PR #346, opened 2025-02-05
Update test case to enforce security context settings

Amarthya-v:
What type of PR is this?
Test Update

What this PR does / why we need it?
This PR updates the test case for managed-cluster-validating-webhooks to enforce security context settings.

Which Jira/GitHub issue(s) this PR fixes?
Part of [OSD-28133](https://issues.redhat.com//browse/OSD-28133)

Special notes for your reviewer:
The test case now includes SecurityContext settings to enforce security policies.
This change is limited to test logic and does not affect operational code.

### DIFF
--- a/osde2e/managed_cluster_validating_webhooks_test.go
+++ b/osde2e/managed_cluster_validating_webhooks_test.go
@@ -135,11 +135,6 @@ var _ = Describe("Managed Cluster Validating Webhooks", Ordered, func() {
 		Expect(err).NotTo(HaveOccurred())
 	})
 
-	
-	func boolPtr(b bool) *bool {
-		return &b
-	}
-
 	Describe("sre-pod-validation", Ordered, func() {
 		const (
 			privilegedNamespace   = "openshift-backplane"
@@ -637,3 +632,8 @@ var _ = Describe("Managed Cluster Validating Webhooks", Ordered, func() {
 		})
 	})
 })
+
+// Helper function to create a pointer to a bool
+func boolPtr(b bool) *bool {
+	return &b
+}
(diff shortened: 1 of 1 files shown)


osde2e/managed_cluster_validating_webhooks_test.go
```diff
@@ -165,7 +194,7 @@ var _ = Describe("Managed Cluster Validating Webhooks", Ordered, func() {
 
 			err := client.Get(ctx, saName, namespaceName, sa)
 
-			if err == nil {
+			if (err == nil) {
```
joshbranham, line 197: This is not necessary, should be left as is 👍

osde2e/managed_cluster_validating_webhooks_test.go
```diff
@@ -603,3 +632,8 @@ var _ = Describe("Managed Cluster Validating Webhooks", Ordered, func() {
 		})
 	})
 })
+
+// Helper function to create a pointer to a bool
+func boolPtr(b bool) *bool {
+	return &b
+}
```
joshbranham, line 639: All usage of this can be replaced with the builtin K8s `pointer` function `pointer.BoolPtr(true)`

joshbranham (changes requested):

osde2e/managed_cluster_validating_webhooks_test.go
btoll: @Amarthya-v Please make sure that your editor is using tools like `gofmt` which will catch stuff like this.

osde2e/managed_cluster_validating_webhooks_test.go
```diff
@@ -105,6 +105,36 @@ var _ = Describe("Managed Cluster Validating Webhooks", Ordered, func() {
...
+							SeccompProfile: &v1.SeccompProfile{
+								Type: v1.SeccompProfileTypeRuntimeDefault,
+							},
+						},
+					},
+				},
+			},
+		}
+
+		// Create the pod
```
btoll, line 133: Just a nit, but I feel the code is descriptive enough here that the comment isn't needed.

joshbranham (commented):
/lgtm

PR #584, opened 2015-05-28
Mission Brief Polish

BrettASwift:
@kadst43 @AmbientOSX 

- Added a HUD icon to bring up the mission brief.
- Moved mission brief info into the mission tasks themselves.
- Redesigned mission brief window.

The last thing that I didn't finish was allowing each task to specify an image to go on the left side of the window. The idea being that each task could display an image that pertains to the task at hand. For instance, in scenario1h, the image could be of the radio module. For now, it's the default image of the rover.


kadst43:
:+1:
—————
_What needs to be done_
Which lines run from the one holding "Special notes for" through the one holding "--- a/osde2e/managed_cluster_validating_webhooks_test.go" in the records above? Repeat them exactly, both included, and nothing more.

_Task output_
Special notes for your reviewer:
The test case now includes SecurityContext settings to enforce security policies.
This change is limited to test logic and does not affect operational code.

### DIFF
--- a/osde2e/managed_cluster_validating_webhooks_test.go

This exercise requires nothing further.